Khoroshii Stalin also prompts reservations of a different nature. The 
bookish sections are unsatisfying, with a lengthy chronicle of the Metropol 
affair substituting for real insight into the literary and artistic circles 
to which Erofeyev remains heavily indebted, especially in his treatment of 
the relationship between artist and authority.

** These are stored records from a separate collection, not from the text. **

PR #837, opened 2026-06-19
fix(container-watcher): do not close workerChan on Stop (send-on-closed panic)

matthyx:
## Summary

`ContainerWatcher.Stop()` closed `cw.workerChan` while `enrichAndProcess` still sends on it, so an in-flight send racing `Stop()` panics with `send on closed channel` on teardown (rolling restart / SIGTERM). Remove the close — both producer and consumer already terminate on `cw.ctx.Done()`, so the close was vestigial and only created the race.

## Details

`enrichAndProcess` sends on `cw.workerChan` in both the `select` case and the `BlockEvents` blocking branch. **A send on a closed channel panics even inside a `select`** (the `select` only avoids *blocking*, not send-on-closed), so on teardown:

```
panic: send on closed channel
	.../pkg/containerwatcher/v2/container_watcher.go  (enrichAndProcess send)
created by ...v2.(*ContainerWatcher).Start
```

Observed on several node-agent pods during a routine DaemonSet rollout.

Why removing the close is correct:
- consumer `workerPoolLoop`: `select { case <-cw.ctx.Done(): return; case e := <-cw.workerChan: ... }`
- producer `eventProcessingLoop` → `enrichAndProcess`: bounded by the same ctx.

There is no `range` over `workerChan`, and a `select`-reader on a *closed* channel busy-spins (returns zero values immediately) rather than exiting — so the close never drove worker shutdown, it only created the send-on-closed hazard. The channel is garbage-collected with the `ContainerWatcher`.

## Test
`go build` + `go vet ./pkg/containerwatcher/v2/...` green. The change deletes the `close()`; no behavior change beyond removing the panic.

## Release Notes

* **Bug Fixes**
  * Resolved potential race conditions and panics that could occur during container watcher shutdown, improving overall stability during application termination.

### DIFF
--- a/pkg/containerwatcher/v2/container_watcher.go
+++ b/pkg/containerwatcher/v2/container_watcher.go
@@ -8,9 +8,6 @@ import (
 
 	mapset "github.com/deckarep/golang-set/v2"
 	containercollection "github.com/inspektor-gadget/inspektor-gadget/pkg/container-collection"
-	"go.opentelemetry.io/otel/attribute"
-	"go.opentelemetry.io/otel/metric"
-	"github.com/kubescape/node-agent/pkg/otelsetup"
 	containerutilsTypes "github.com/inspektor-gadget/inspektor-gadget/pkg/container-utils/types"
 	"github.com/inspektor-gadget/inspektor-gadget/pkg/operators/socketenricher"
 	"github.com/inspektor-gadget/inspektor-gadget/pkg/runtime"
@@ -22,8 +19,8 @@ import (
 	"github.com/kubescape/node-agent/pkg/config"
 	"github.com/kubescape/node-agent/pkg/containerprofilemanager"
 	"github.com/kubescape/node-agent/pkg/containerwatcher"
-	"github.com/kubescape/node-agent/pkg/dedupcache"
 	"github.com/kubescape/node-agent/pkg/containerwatcher/v2/tracers"
+	"github.com/kubescape/node-agent/pkg/dedupcache"
 	"github.com/kubescape/node-agent/pkg/dnsmanager"
 	"github.com/kubescape/node-agent/pkg/ebpf/events"
 	"github.com/kubescape/node-agent/pkg/eventreporters/rulepolicy"
@@ -31,6 +28,7 @@ import (
 	"github.com/kubescape/node-agent/pkg/metricsmanager"
 	"github.com/kubescape/node-agent/pkg/networkstream"
 	"github.com/kubescape/node-agent/pkg/objectcache"
+	"github.com/kubescape/node-agent/pkg/otelsetup"
 	"github.com/kubescape/node-agent/pkg/processtree"
 	containerprocesstree "github.com/kubescape/node-agent/pkg/processtree/container"
 	"github.com/kubescape/node-agent/pkg/rulebindingmanager"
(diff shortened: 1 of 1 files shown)


matthyx (commented):
## Review: removing `close(cw.workerChan)` on `Stop()`

The core fix is **correct**: deleting the `close()` removes the `send on closed channel` panic, because `enrichAndProcess` can be mid-send (both the `select` case and the `BlockEvents` blocking branch send on `cw.workerChan`) when `Stop()` runs, and a send on a closed channel panics even inside a `select`. The accompanying observation is also right — a `select`-reader on a *closed* channel busy-spins on the zero value rather than exiting, so the `close()` never actually drove worker shutdown; it was purely a hazard. Good catch and a clean, minimal change.

One blocker before merge, about the *justification* (not the deletion itself):

### The comment's premise — "both loops terminate on `cw.ctx.Done()`" — is not true as wired

In `cmd/main.go` the watcher is started with `ctx := context.Background()` (never cancelled), and `Stop()` does not cancel any context — the struct holds only a `ctx context.Context` field, no `cancel func`. So in the running daemon:

- `workerPoolLoop` and `eventProcessingLoop` **never** return via `<-cw.ctx.Done()`; they live until the process itself exits.
- `Stop()` therefore does **not** stop either loop. It happens to be safe today only because the *sole* caller is `defer mainHandler.Stop()` in `main`, which runs immediately before the process exits, so the leaked goroutines die with the process.

Two consequences worth addressing:

1. **The new comment is misleading.** It tells a future reader that shutdown is ctx-driven and clean, when in reality shutdown here is process-exit-driven. Anyone who later calls `Stop()` outside of process teardown (in-place restart, a health-manager-triggered restart, or a unit test) will hit the real behavior:
2. **`Stop()` is a silent event-dropper if ever called while the process keeps running.** After `cw.workerPool.Release()`, `workerPoolLoop` keeps draining `workerChan` and calling `cw.workerPool.Invoke(...)` on the released pool — `ants` returns `ErrPoolClosed`, the return value is ignored, and every event is dropped silently while both goroutines leak.

**Requested change:** either
- (preferred) give the watcher its own cancelable context — store a `cancel` in the struct, derive `cw.ctx, cw.cancel = context.WithCancel(ctx)` in `Start`, and call `cw.cancel()` at the top of `Stop()`. Then the loops genuinely terminate on `ctx.Done()`, the comment becomes accurate, and `Stop()` is correct in any caller context. (Note the `BlockEvents` branch can still block on a full channel after the consumer exits — a small drain/`ctx`-aware send would close that gap.) Or
- (minimum) reword the comment to state the truth: the loops are not stopped by `Stop()`; they are bound to the process lifetime, and `Stop()` relies on being the last thing before process exit.

Non-blocking nit: `cw.workerPool.Release()` races `workerPoolLoop`'s `Invoke`; harmless (`ants` returns `ErrPoolClosed`, no panic), just noting it's expected.

matthyx:
You're right — my "both loops terminate on `cw.ctx.Done()`" justification was false as wired (`context.Background()` in `cmd/main.go`, no cancel in `Stop()`), so it only worked because `Stop()` runs right before process exit.

Implemented the **preferred** option (force-pushed `f32f765`):

- `Start` derives a cancelable context: `cw.ctx, cw.cancel = context.WithCancel(ctx)`.
- `Stop` calls `cw.cancel()` **first**, before tearing down the worker pool / channels, so `eventProcessingLoop` and `workerPoolLoop` actually return — fixing both the goroutine leak and the silent event-drop-on-released-pool when `Stop()` is called mid-process. The comment now states the truth.
- Kept the `close(workerChan)` removal.
- Made the `BlockEvents` blocking send **ctx-aware** (`select { case cw.workerChan <- e: case <-cw.ctx.Done(): e.Release() }`) so a full channel can't block forever once the consumer has exited — closing the gap you flagged.

`go build` + `go vet` (incl. `lostcancel`) clean. Left the `workerPool.Release()` vs `Invoke` race as-is per your non-blocking nit (`ants` returns `ErrPoolClosed`, no panic).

His statement, for example, 
that “My Stalin is the great artist of life”, echoes rather loudly a 
celebrated comment by the philosopher Boris Groys, that “Stalin was the only 
artist of the Stalin era”. Elsewhere, the musings on chance and accidental 
guilt recall the concerns of Andrei Sinyavsky, whose Good-night! (1984) is 
another example of autobiographical, Stalin-centred fiction.

Other writers of recent decades may have confronted the past with more 
profound originality (the philosopher Dmitry Galkovsky would be one example 
from a younger generation), but few have commanded Erofeyev’s global 
readership. With Khoroshii Stalin, he persists as a media don for the 
alternative academy of the late Soviet era, exposing to greater light the 
preoccupations of a remote and often hermetic intellectual context. The 
threshold, he states, is his homeland. After a life lived between languages 
and cultures, between the shadows of the powerful (his father) and the 
mythically powerless (his namesake), this is one postmodernist claim to 
which Victor Erofeyev remains uniquely entitled.